Twenty years ago, in the early morning hours of April 7, 2001, Cincinnati Police Officer Stephen Roach shot and killed 19-year-old Timothy Thomas in an Over-the-Rhine alley. Thomas was the 15th Black man killed by police since 1995, and his death sparked three days of unrest that highlighted a deep divide between Cincinnati’s Black community and the police. That mistrust, along with lawsuits accusing the department of a decades-long history of racial profiling, helped shape the Collaborative Agreement. We hope our coverage online, on air and on all streaming platforms will start a conversation about what led to the unrest, what has happened since and what work still needs to be done.
CINCINNATI — Cincinnati City Hall was packed on April 9, 2001 when Angela Leisure came to City Council’s Law and Public Safety Committee looking for answers.
Days earlier, Leisure’s son, 19-year-old Timothy Thomas, was shot and killed by a white police officer Stephen Roach. A community frustrated by a lack of answers marched to City Hall, and Leisure spoke directly to members of Council.
"Even when you tell me why, it isn't going to make it better,” she said “But at least I'm gonna hear you acknowledge the fact that you took a part of my life from me. So, I demand to know: why?"
Ken Lawson, the attorney representing Leisure, sat with her and Reverend Damon Lynch III, the president of the Cincinnati Black United Front, at the speakers table. Lawson said Lynch then asked him a question that turned into a pivotal moment in the civil unrest that would follow.

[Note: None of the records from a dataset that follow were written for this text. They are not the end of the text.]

PR #2818, opened 2026-01-28
fix(query-grammar): Fix regexes between parentheses

Darkheir:
Handle case where regexes are defined between parentheses.

### DIFF
--- a/query-grammar/src/user_input_ast.rs
+++ b/query-grammar/src/user_input_ast.rs
@@ -66,6 +66,7 @@ impl UserInputLeaf {
             }
             UserInputLeaf::Range { field, .. } if field.is_none() => *field = Some(default_field),
             UserInputLeaf::Set { field, .. } if field.is_none() => *field = Some(default_field),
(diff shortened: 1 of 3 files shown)


query-grammar/src/user_input_ast.rs
```diff
@@ -66,6 +66,7 @@ impl UserInputLeaf {
             }
             UserInputLeaf::Range { field, .. } if field.is_none() => *field = Some(default_field),
             UserInputLeaf::Set { field, .. } if field.is_none() => *field = Some(default_field),
+            UserInputLeaf::Regex { field, .. } if field.is_none() => *field = Some(default_field),
```
rdettai-sk, line 69: I think it is worth testing this and the parentheses thing in query_parser.rs (test_regex())

Darkheir: Done :-)

fulmicoton:
@trinity-1686a can you have a look & merge if it looks ok?

trinity-1686a (approved):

“(Lynch) said, ‘Hey, do you want me to have had the people locked, lock the doors and lock City Council in until they answer Angela's question?’" Lawson remembered. "And I said, ‘Well, you know, I'm a practicing attorney. So I can't tell you to lock in the council members, but yeah, lock 'em in.’ And so, because we were dead serious at that point. I mean, we have been down there over and over again. And she had one simple request: What was his reason for telling me for what, what did the officer say was his reason for shooting Timothy?”

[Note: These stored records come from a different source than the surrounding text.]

PR #2825, opened 2026-01-30
faster exclude queries

### LINKED ISSUE #2822: Performance improvement on MUST NOT
tantivy is terrible on queries like 

`(+something -subquerya -subqueryb)`

That query will be executed as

Tom Streicher, who was Cincinnati’s police chief, remembers that meeting well. Lawson, Leisure and the community had questions he just couldn’t answer.

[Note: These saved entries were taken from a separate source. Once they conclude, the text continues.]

PR #2827, opened 2026-02-03
feat(aggregation): expose extra fields for aggregations

congx4:
## Summary

This change modifies the Average aggregation to return `sum` and `count` alongside the computed average value, enabling downstream systems to properly merge results across multiple query steps.

## Changes

- Add `AverageMetricResult` struct with `value`, `sum`, and `count` fields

“I'm sitting on live TV being asked about a criminal investigation,” Streicher recalled. “In my head I'm thinking, well, we've got a criminal investigation against one of our officers. He's probably watching this. I say the wrong thing, I compromise the investigation. I blow the whole thing and he walks away scot-free. Is that a cover up? Is that intentional, unintentional?"
But the crowd gathered demanded answers.
"The fact that we want to know is, when the man came around the corner, why did you shoot him? That part's missing. That's what we came down here for,” Lawson told officials that day.
Charlie Luken, Cincinnati’s mayor at that time, told WCPO he can't forget that City Hall showdown as chambers filled with people.
"You've got an administration saying they can't give you information because they were trying to get the right information from the police officer, so they weren't saying anything," Luken said. "So the Black community views that as a lie. Now, you'll see the police department get the information out right away, within a few hours. Then, days go by and they're going, 'Eh! It's under investigation.'
"Well, that just sounds like you're gonna wait 'til things die down, and then you're gonna tell your lies again. And it wasn't gonna work this time," he said.
It was later that night that the unrest began. City Hall, Cincinnati police headquarters and parts of Downtown and Over-the-Rhine were damaged or in flames. The unrest ended after Luken declared a citywide curfew.